- [What to produce]:
Restate all of the entries exactly, each line as it stands.

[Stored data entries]
┌──

PR #10, opened 2025-09-04
Change ret type of binding constructor to interface

RodrigoAD:
### What
- Constructing contract bindings return an Interface instead of the contract struct

### Why
Gives more flexibility on using and testing bindings


JoaoVasques (approved):
lgtm 👍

└──

- [Solution for this task]:
PR #10, opened 2025-09-04
Change ret type of binding constructor to interface

RodrigoAD:
### What
- Constructing contract bindings return an Interface instead of the contract struct

### Why
Gives more flexibility on using and testing bindings


JoaoVasques (approved):
lgtm 👍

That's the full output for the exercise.